Lors du G7 à Biarritz en 2019, le président de la République a annoncé vouloir mettre en œuvre une loi fondée sur les recommandations du Conseil consultatif pour l’égalité femmes‑hommes, constitué à cette occasion. Le 25 novembre 2017, le Président de la République a adressé un signal fort en faisant de l’égalité entre les femmes et les hommes la grande cause du quinquennat.

De nombreuses mesures ont déjà été prises par le Gouvernement en la matière, notamment sur les questions de la parentalité (service public des pensions alimentaires, allongement du congé paternité, majoration du complément de mode de garde (CMG) pour les familles monoparentales) ; l’émancipation économique des femmes (index de l’égalité professionnelle entre les femmes et les hommes, revalorisation des métiers largement exercés par des femmes via le Ségur de la santé) ; les violences sexistes et sexuelles (politique publique contre le harcèlement de rue, Grenelle des violences conjugales).

Pourtant, les inégalités économiques de genre perdurent : à poste égal, les femmes gagnent 10,5 % de moins que les hommes ; elles ont 30 % de chances en moins d’être financées par les principaux fonds de capital‑risque que les hommes ; une seule femme dirige une société du CAC 40, dix ans après la loi dite « Copé-Zimmermann », instaurant des quotas de femmes dans les conseils d’administration et de surveillance.

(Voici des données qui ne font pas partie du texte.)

PR #1153, opened 2023-09-11
fbs: FBS WebRtcTransport

jmillan:
New FBS types:

* CryptoSuite
* SrtpParameters
* FingerprintAlgorithm
* DtlsRole
* IceCandidateType
* IceCandidateTcpType
* IceRole
* IceState

Extra:
- [x] Remove IceState::Close from everywhere.


node/src/tests/test-WebRtcTransport.ts
```diff
@@ -306,6 +311,7 @@ test('webRtcTransport.connect() with wrong arguments rejects with TypeError', as
 		fingerprints :
 		[
 			{
+				// @ts-ignore.
 				algorithm : 'sha-256000',
```
jmillan, line 315: Now that we have types, does it make any sense to test with wrong values that the typing system would not allow to happen?

I know some of the values come from the network, but the client side is also typed, so IMHO we should consider undefined behaviour if wrong values are provided in runtime. Otherwise our code needs to consider such values and not simply rely on the types, which defeats the purpose of the type system IMHO.

worker/include/RTC/DtlsTransport.hpp
```diff
@@ -28,7 +30,6 @@ namespace RTC
 	public:
 		enum class Role
 		{
-			NONE = 0,
```
jmillan, line 31: Removed in favour of `std::optional`

worker/include/RTC/DtlsTransport.hpp
```diff
@@ -37,7 +38,6 @@ namespace RTC
 	public:
 		enum class FingerprintAlgorithm
 		{
-			NONE = 0,
```
jmillan, line 40: Removed in favour of `std::optional`

worker/include/RTC/DtlsTransport.hpp
jmillan: Do not use `NONE` as an internal way to indicate that there is no `Role`. Make use of c++17 `std::optional` functionality.

worker/include/RTC/IceServer.hpp
```diff
@@ -17,9 +18,14 @@ namespace RTC
 			NEW = 1,
 			CONNECTED,
 			COMPLETED,
-			DISCONNECTED
+			DISCONNECTED,
+			CLOSED
```
jmillan: Added `CLOSED` for consistency with Node and Rust. This can probably be removed though.

I'll review this.

worker/src/RTC/DtlsTransport.cpp
```diff
@@ -149,6 +149,101 @@ namespace RTC
 			SSL_CTX_free(DtlsTransport::sslCtx);
 	}
 
+	DtlsTransport::Role DtlsTransport::RoleFromFbs(FBS::WebRtcTransport::DtlsRole role)
```
jmillan, line 152: Please @ibc, can you take a look at this file?

I've reviewed multiple times and all tests pass.

node/src/tests/test-WebRtcTransport.ts
ibc: > Now that we have types, does it make any sense to test with wrong values that the typing system would not allow to happen?

Yes, because we cannot assume that every user uses TypeScript or validates network received data no matter it's created by media soup-client or not.

worker/include/RTC/DtlsTransport.hpp
ibc: Good.

worker/include/RTC/IceServer.hpp
ibc: When is CLOSED needed?

worker/src/Channel/ChannelSocket.cpp
```diff
@@ -259,9 +259,9 @@ namespace Channel
 		auto* message = FBS::Message::GetMessage(msg);
 
 		// TMP: For debugging.
-		// auto s = flatbuffers::FlatBufferToString(
-		//   reinterpret_cast<uint8_t*>(msg), FBS::Message::MessageTypeTable());
-		// MS_ERROR("%s", s.c_str());
+		auto s = flatbuffers::FlatBufferToString(
+		  reinterpret_cast<uint8_t*>(msg), FBS::Message::MessageTypeTable());
+		MS_ERROR("%s", s.c_str());
```
ibc: Can we remove this?

worker/src/RTC/DtlsTransport.cpp
ibc: It's a simple 1:1 mapping between C++ enums and FBS enums, what can be wrong? :)

worker/src/RTC/DtlsTransport.cpp
```diff
@@ -913,7 +1011,7 @@ namespace RTC
 			this->timer->Stop();
 
 			// Process the handshake just once (ignore if DTLS renegotiation).
-			if (!wasHandshakeDone && this->remoteFingerprint.algorithm != FingerprintAlgorithm::NONE)
```
ibc, line 916: Is this condition wrapped into some `if (this->remoteFingerprint.algorithm.has_value())`? It's hard to see in the diff.

worker/src/RTC/DtlsTransport.cpp
```diff
@@ -1031,8 +1129,6 @@ namespace RTC
 		MS_TRACE();
 
 		MS_ASSERT(this->handshakeDone, "handshake not done yet");
-		MS_ASSERT(
```
ibc, line 1034: Here we should assert that `this->remoteFingerprint.algorithm.has_value()` right?

worker/src/RTC/IceCandidate.cpp
```diff
@@ -1,39 +1,66 @@
...
 {
-	/* Instance methods. */
+	/* Class methods. */
 
-	flatbuffers::Offset<FBS::WebRtcTransport::IceCandidate> IceCandidate::FillBuffer(
-	  flatbuffers::FlatBufferBuilder& builder) const
+	IceCandidate::CandidateType IceCandidate::CandidateTypeFromFbs(
+	  FBS::WebRtcTransport::IceCandidateType type)
 	{
-		MS_TRACE();
```
ibc, line 14: Please don't remove `MS_TRACE()` calls.

worker/src/Channel/ChannelSocket.cpp
jmillan: I'll put it under a flag. It's intended for development and it's extremely useful.

worker/include/RTC/IceServer.hpp
jmillan: It is not. But it's present in TS and RUST. I'll create a TODO to remove them in this PR.

node/src/tests/test-WebRtcTransport.ts
jmillan: I think we should at some point. Ie: in Rust we don't do it that way and we rely on the type system.

worker/src/RTC/DtlsTransport.cpp
jmillan: I meant `file` not block :-)

worker/src/RTC/DtlsTransport.cpp
jmillan: Nop, `FingerPrint::algorithm` is not optional. If the handshake was done it must have a valid value.

worker/src/RTC/DtlsTransport.cpp
jmillan: Fingerprint.algorithm is not optional.

worker/src/RTC/IceCandidate.cpp
jmillan: I didn't. `IceCandidate::FillBuffer` has it's `MS_TRACE`. The diff just shows it moved.

rust/tests/integration/webrtc_transport.rs
```diff
@@ -161,6 +160,8 @@ fn create_succeeds() {
                         .try_into()
                         .unwrap(),
                     );
+                    // TODO: I wonder how this was not needed before...
```
jmillan, line 163: Nazar? `enable_sctp` must be true and it was not explicit before. I wonder how was it working before. I don't see what I'm missing.

worker/src/Channel/ChannelSocket.cpp
ibc: Please don't use `MS_ERROR`. Use `MS_DUMP`.

worker/src/RTC/DtlsTransport.cpp
ibc: ok

rust/tests/integration/webrtc_transport.rs
```diff
@@ -194,6 +195,29 @@ fn create_succeeds() {
...
+                assert_eq!(ice_candidates[2].r#type, IceCandidateType::Host);
+                assert_eq!(ice_candidates[2].tcp_type, None);
+                assert_eq!(ice_candidates[2].ip, "127.0.0.1".parse::<IpAddr>().unwrap());
+                assert_eq!(ice_candidates[2].protocol, Protocol::Udp);
+                assert_eq!(ice_candidates[2].r#type, IceCandidateType::Host);
+                assert_eq!(ice_candidates[2].tcp_type, None);
+                assert!(ice_candidates[0].priority > ice_candidates[1].priority);
+                assert!(ice_candidates[1].priority > ice_candidates[2].priority);
+
+                // TODO: How comes UDP and TCP where created before?
```
jmillan: We were creating explicitly UDP sockets, how could we be expecting UDP and TCP? cc @nazar-pc.

node/src/tests/test-WebRtcTransport.ts
ibc: In Rust you cannot pass an invalid enum or type, in JS you can.

worker/src/RTC/DtlsTransport.cpp
ibc: ok, next time click here to add a file comment:

Screenshot 2023-09-11 at 12 19 37

ibc: File looks good.

ibc (approved):

node/src/tests/test-WebRtcTransport.ts
jmillan: > In Rust you cannot pass an invalid enum or type, in JS you can.

>> or validates network received data no matter it's created by media soup-client or not.

Such argument applies to rust too.

ibc: In Rust you **cannot** pass a random string.

jmillan: > In Rust you cannot pass a random string.

I'm talking about runtime. We can't control what's coming from the network.

worker/include/RTC/IceServer.hpp
jmillan: Done.

node/src/tests/test-WebRtcTransport.ts
ibc: I don't care what we receive from the network in a Rust app. Whatever we receive from the network we have to convert into a proper `webrtc_transport_options` Rust type **first** before we pass it to `router.create_webrtc_transport()`.

jmillan: This is not being done. I'm removing the `skip` from the test and properly throw when receiving wrong data.

jmillan:
**EDIT**: After merging `flatbuffers` the wrong line appeared and it's now fixed by a new commit.

worker linting is failing, giving this error:

Screenshot 2023-09-12 at 12 00 28

Such line in this branch does NOT look like the one in the red block! Do you have any idea of what can be happening here?

rust/src/data_structures.rs
```diff
@@ -389,6 +477,93 @@ pub enum DtlsFingerprint {
...
+            },
+        }
+    }
+
+    pub(crate) fn from_fbs(fingerprint: &web_rtc_transport::Fingerprint) -> DtlsFingerprint {
+        match fingerprint.algorithm {
+            web_rtc_transport::FingerprintAlgorithm::Sha1 => {
+                let mut value_result = [0_u8; 20];
+
+                hex_as_bytes(fingerprint.value.as_str(), &mut value_result);
```
nazar-pc, line 519: Why is it sent as hex and not binary from worker in the first place?

node/src/WebRtcTransport.ts
```diff
@@ -744,8 +848,10 @@ function parseIceCandidate(binary: FbsWebRtcTransport.IceCandidate): IceCandidat
 		ip         : binary.ip()!,
 		protocol   : parseProtocol(binary.protocol()),
 		port       : binary.port(),
-		type       : 'host',
-		tcpType    : binary.tcpType() === 'passive' ? 'passive' : undefined
+		type       : iceCandidateTypeFromFbs(binary.type()),
+		tcpType    : binary.tcpType() === null ?
```
ibc, line 852: Here we are relying on `null` value. However we want it to be `undefined` when not present in the FBS object. If in the future this feature is accepted (you wrote a PR AFAIR) this is gonna fail. So wouldn't it be better if ew check `!binary.tcpType()` instead?

rust/src/data_structures.rs
```diff
@@ -389,6 +477,93 @@ pub enum DtlsFingerprint {
...
 }
 
+fn hex_as_bytes(input: &str, output: &mut [u8]) {
+    for (i, v) in output.iter_mut().enumerate() {
+        *v = u8::from_str_radix(&input[i * 3..(i * 3) + 2], 16)
+            .map_err(|error| {
+                panic!("Failed to parse value {input} as series of hex bytes: {error}")
+            })
+            .unwrap();
+    }
```
nazar-pc: Generally try to avoid manual indexing in loops in Rust, use higher level operations to get an iterator and zip it with the other iterator to move in lock step. This also typically results in vectorized machine code that is good for performance too.

Something like this:
```suggestion
    for (i, o) in input.splot(':').zip(&mut output) {
        *o = u8::from_str_radix(i, 16)
            .unwrap_or_else(|error| {
                panic!("Failed to parse value {i} as series of hex bytes: {error}")
            });
    }
```

rust/src/data_structures.rs
```diff
@@ -826,6 +1001,30 @@ pub struct DtlsParameters {
     pub fingerprints: Vec<DtlsFingerprint>,
 }
 
+impl DtlsParameters {
+    pub(crate) fn to_fbs(&self) -> web_rtc_transport::DtlsParameters {
+        web_rtc_transport::DtlsParameters {
+            role: Some(self.role.to_fbs()),
```
nazar-pc: Why is `role` optional in flatbuffers?

rust/src/messages.rs
```diff
@@ -863,6 +885,22 @@ impl RouterCreateWebrtcTransportRequest {
             is_data_channel: true,
         }
     }
+
+    pub(crate) fn to_fbs(&self) -> web_rtc_transport::WebRtcTransportOptions {
+        web_rtc_transport::WebRtcTransportOptions {
+            base: Box::new(transport::Options {
+                direct: false,
+                max_message_size: 0,
```
nazar-pc: Why do we have these fields in "base" options that do not make sense to generic transport and set to fake values?

rust/src/router/webrtc_transport.rs
```diff
@@ -851,10 +973,10 @@ impl WebRtcTransport {
         let response = self
             .inner
             .channel
-            .request(self.id(), TransportRestartIceRequest {})
+            .request_fbs(self.id(), TransportRestartIceRequest {})
             .await?;
 
-        Ok(response.ice_parameters)
+        Ok(response)
```
nazar-pc:
```suggestion
        self
            .inner
            .channel
            .request_fbs(self.id(), TransportRestartIceRequest {})
            .await
```

rust/tests/integration/webrtc_transport.rs
nazar-pc: Not sure, was it set in TypeScript before?

rust/tests/integration/webrtc_transport.rs
nazar-pc: IIRC `ListenInfo` is a relatively new thing, apparerntly something was off there? Check git history for this section of the code, I do not remember off top of my head.

rust/src/router/webrtc_transport.rs
```diff
@@ -201,26 +286,27 @@ pub struct WebRtcTransportStat {
...
-    pub probation_bytes_sent: usize,
+    pub probation_bytes_sent: u64,
     pub probation_send_bitrate: u32,
     #[serde(skip_serializing_if = "Option::is_none")]
     pub available_outgoing_bitrate: Option<u32>,
     #[serde(skip_serializing_if = "Option::is_none")]
     pub available_incoming_bitrate: Option<u32>,
-    #[serde(skip_serializing_if = "Option::is_none")]
-    pub max_incoming_bitrate: Option<u32>,
+    pub max_incoming_bitrate: u32,
```
nazar-pc: Why not an option anymore? I thought it was an option that may not be set, in which case it would be `None`.

nazar-pc (commented):
Only looked at Rust changes

rust/src/data_structures.rs
ibc: AFAIR we allow it to be optional so we decide in worker side.

nazar-pc: Not sure what benefit it has because `None` case now has to be handled by both worker and library (we have `unwrap_or` below). It would be easier for everyone if it wasn't optional in the first place.

rust/tests/integration/webrtc_transport.rs
ibc: What do we mean here? Is the test expecting a TCP socket even if only UDP was requested? Is this a bug in Rust create_webrtc_transport? In Rust webrtc_transport constructor? Or just in the test?

nazar-pc: If test was passing before worker must have been creating TCP socket in the past as well. I don't think Rust side was hallucinating things that were not there. Maybe it was fixed with flatbuffers update? IDK.

ibc: I migrated `ListenIps` to `ListenInfos` in Rust entirely (while in Node we still allow `listenIps` for backwards compatibility) so it's imposible that Rust side is creating TCP sockets if not requested by the app.

ibc: Wow, something must be wrong since the test is indeed just creating UDP sockets:

```rust
let transport1 = router
                .create_webrtc_transport({
                    let mut webrtc_transport_options = WebRtcTransportOptions::new(
                        vec![
                            ListenInfo {
                                protocol: Protocol::Udp,
                                ip: IpAddr::V4(Ipv4Addr::LOCALHOST),
                                announced_ip: Some("9.9.9.1".parse().unwrap()),
                                port: None,
                                send_buffer_size: None,
                                recv_buffer_size: None,
                            },
                            ListenInfo {
                                protocol: Protocol::Udp,
                                ip: IpAddr::V4(Ipv4Addr::UNSPECIFIED),
                                announced_ip: Some("9.9.9.2".parse().unwrap()),
                                port: None,
                                send_buffer_size: None,
                                recv_buffer_size: None,
                            },
                            ListenInfo {
                                protocol: Protocol::Udp,
                                ip: IpAddr::V4(Ipv4Addr::LOCALHOST),
                                announced_ip: None,
                                port: None,
                                send_buffer_size: None,
                                recv_buffer_size: None,
                            },
                        ]
                        .try_into()
                        .unwrap(),
                    );
                    webrtc_transport_options.num_sctp_streams = NumSctpStreams {
                        os: 2048,
                        mis: 2048,
                    };
                    webrtc_transport_options.max_sctp_message_size = 1000000;
                    webrtc_transport_options.app_data = AppData::new(CustomAppData { foo: "bar" });

                    webrtc_transport_options
                })
```

ibc: Sorry, now I don't understand. What is wrong @jmillan? I don't see that the test is expecting TCP sockets. Where do you see that?

nazar-pc: Check commented-out code below

ibc: Oh hell, sorry.

ibc: So the test passes in `v3` and `flatbuffers` branch because:

```
#[test]
#[ignore]
```

¯\_(ツ)_/¯

@jmillan I'm trying to fix it in this branch directly.

ibc: Guys, there is nothing to test. The test was disabled in `v3` and `flatbuffers` branches, and in this branch it is enabled, fixed and it passes. That's all.

@jmillan I'll remove the commented-out code and push after confirming everything is ok.

ibc: Pushed. Resolving this thread.

node/src/WebRtcTransport.ts
jmillan: TS flatbuffers does provide `null` rather than `undefined` for optionals.

> So wouldn't it be better if ew check !binary.tcpType() instead?

Nop, because the corresponding enum value can be 0, and thus such check cannot be done as you would get a false negative.

rust/src/data_structures.rs
jmillan: This is probably because the client needs to use it in hex mode, so everyone in the chain, starting from worker, provides it in this form. I wouldn't be totally against having it in binary form in server side in a future.

rust/src/data_structures.rs
jmillan: applied, thanks.

rust/src/router/webrtc_transport.rs
jmillan: It should be an option and be using `std::optional` in C++ in the first place. But it's initialized to 0 instead. We need to review all the places in the worker where `std::optional` make sense.

I'll make this field optional in this PR.

node/src/WebRtcTransport.ts
ibc: I know that TS flatbuffers generates null instead of undefined, but we consider that unfortunate and you wrote a PR changing that, am I wrong?

ibc: > Nop, because the corresponding enum value can be 0, and thus such check cannot be done as you would get a false negative.

Right. What about checking "typeof xxxx === "number"?

Yes, I insist in being ready for the lib to produce undefined instead of null.

jmillan: > Right. What about checking "typeof xxxx === "number"?

I have nothing agains that. We can do this in a separate PR for all optional values.

I made a [feature request](https://github.com/google/flatbuffers/issues/7656), but I'm not planning into doing the PR myself mid term.

ibc: Ah ok, I thought you wrote a PR. We are good then.

rust/src/messages.rs
jmillan: I'm setting this to optional. Both 'direct'  and 'max_message_size'  are used by the base Transport class and only applied to direct transport.

I'm setting it to optional in this PR.

ibc: AFAIR we inspect and use those fields in Transport.cpp so they need to be in the base options of message.

rust/src/data_structures.rs
ibc: I may be wrong but role None is used to indicate that this->role in DtlsTransport.cpp is not yet set (None is its default initial value). However role is optional in arguments given to webRtcTransport.connect() method. Those are different things.

rust/src/messages.rs
jmillan: Done.

rust/src/router/webrtc_transport.rs
jmillan: done.

nazar-pc:
In order to minimize notifications, please just resolve comments, no need to comment "done" on each one. I get way too many notifications of various kind from mediasoup repo. Thanks for understanding :pray:

rust/src/data_structures.rs
jmillan: IMHO it makes sense that the **DtlsParameters** type has non optional DtlsRole, and having it defaulted to 'auto'.

worker/include/RTC/DtlsTransport.hpp
```diff
@@ -2,12 +2,14 @@
...
 
 #include "common.hpp"
+#include "FBS/webRtcTransport_generated.h"
 #include "RTC/SrtpSession.hpp"
 #include "handles/TimerHandle.hpp"
 #include <openssl/bio.h>
 #include <openssl/ssl.h>
 #include <openssl/x509.h>
 #include <absl/container/flat_hash_map.h>
+#include <optional>
```
ibc: Please don't include this. It's already included in `common.hpp`.

ibc: I'll remove it.

ibc: No, I can't due to (explained in Slack).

La proposition de loi visant à accélérer l’égalité économique et professionnelle; portée par Elisabeth Moreno, ministre chargée de l’égalité entre les femmes et les hommes, de la diversité et de l’égalité des chances, examinée en séance publique le 11 mai dernier, a pour objectif d’agir sur plusieurs leviers afin de lever les obstacles de parité en matière d’enseignement supérieur, de gouvernance économique, ou de financement de l’entreprenariat féminin.

Les principaux articles portent sur la conception d’un « index de l’égalité » dans les établissements d’enseignement du supérieur (article 6) ; l’instauration de quotas de femmes parmi les instances dirigeantes des entreprises de plus de 1 000 salariés (article 7) ; l’introduction d’objectifs de mixité dans le soutien aux entreprises de la banque publique BpiFrance (article 8).

Le texte comprend également des dispositions visant à lutter contre les inégalités économiques « du quotidien » frappant les femmes, telles que l’obligation de versement du salaire et des prestations sociales individuelles sur un compte bancaire dont le salarié est le détenteur ou codétenteur (articles 1er et 2) ; la garantie d’un droit de formation aux femmes bénéficiaires de la prestation partagée d’éducation de l’enfant (article 3) ; des places réservées en crèches aux familles monoparentales, constituées à 85 % de femmes (article 4).

En juin 2021, le Forum Génération Égalité (ONU Femmes) à Paris devrait être l’occasion de formuler de nouvelles mesures concrètes à même de faire franchir à la France un nouveau cap en matière d’égalité d’ici 2030. 

Je salue et soutiens pleinement toutes ces dispositions qui représentent autant d’avancées majeures dans la lutte contre les inégalités entre les femmes et les hommes.